Solution
End-to-end attested LLM.
Verify the answer came from the model you trust, on hardware you can prove. Privasys AI runs open-weight models inside Intel TDX confidential VMs with NVIDIA H100 in CC mode, so every chat session ships with a hardware-signed receipt of the exact code, model and configuration that produced it.
Three things every Privasys AI session gives you.
Confidential VM
Inference runs inside an Intel TDX trust domain with the GPU in NVIDIA Confidential Computing mode. CPU memory and GPU VRAM are encrypted and isolated from the cloud operator. Even Privasys cannot see your prompts.
Reproducible inference
Every response carries the model digest, server image hash and seed metadata. Anyone can rebuild the exact runtime from source and replay the same generation. The answer is auditable, not just trusted.
Attested chat
Before the first prompt leaves your browser, the chat client verifies a fresh TDX quote bound to the connection’s TLS key. You see the exact model and code hash you are talking to, signed by the hardware.
How it works.
Hardware-rooted trust chain
The TDX module measures the boot kernel, the verified read-only root filesystem, the inference server image and the model weights into the TDX RTMRs. The H100 attests its CC-mode firmware over SPDM. Both evidence trees are folded into the TLS certificate the chat client sees.

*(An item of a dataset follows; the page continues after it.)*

PR #43, opened 2026-08-22
feat(examples): add autonomous agent poller reference and documentation

aashiruu:
## What

Adds a zero-dependency autonomous agent reference implementation in `examples/agent_poller.py` along with integration test coverage (`tests/test_agent_example.py`) and documentation in `src/patterns.md`:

OpenAI-compatible API, attested edges
Each fleet exposes a vLLM-backed OpenAI-compatible endpoint behind a gateway that performs RA-TLS. Existing tooling works unchanged; the only difference is that you can prove who answered.
Distributed attestation verifier
Quote signature verification runs against an independent attestation-server, so the inference VM cannot lie about its own attestation. The verifier’s policy and code hashes are part of the published trust chain.
Per-tenant isolation by design
Dedicated fleets get their own VM, their own model menu and their own private retrieval store. Public fleets share infrastructure but never state. Quota and identity are enforced by Privasys ID, not by the inference node.
How it compares.
vs. closed APIs
OpenAI, Anthropic and the like give you a smart endpoint and a policy promise. There is no cryptographic proof of which model answered, what code ran, or where your data went after it left your browser. Privasys AI gives you all three on every request.
vs. self-hosted vLLM
Self-hosted vLLM gives you control of the box. Privasys AI gives you the same control plus a hardware-attested trust chain, a managed attestation verifier, reproducibility metadata, and a chat front-end your users can verify without reading PEM files.
Honest about the boundaries.
Confidential computing protects against the cloud operator and the host OS, not against bugs in the model itself or in the inference server. Attestation proves what code ran; it does not prove that code is correct. We publish the full source, the build recipe and the patch set, and we make it easy to rebuild and diff. The trust chain is only as strong as what you actually verify.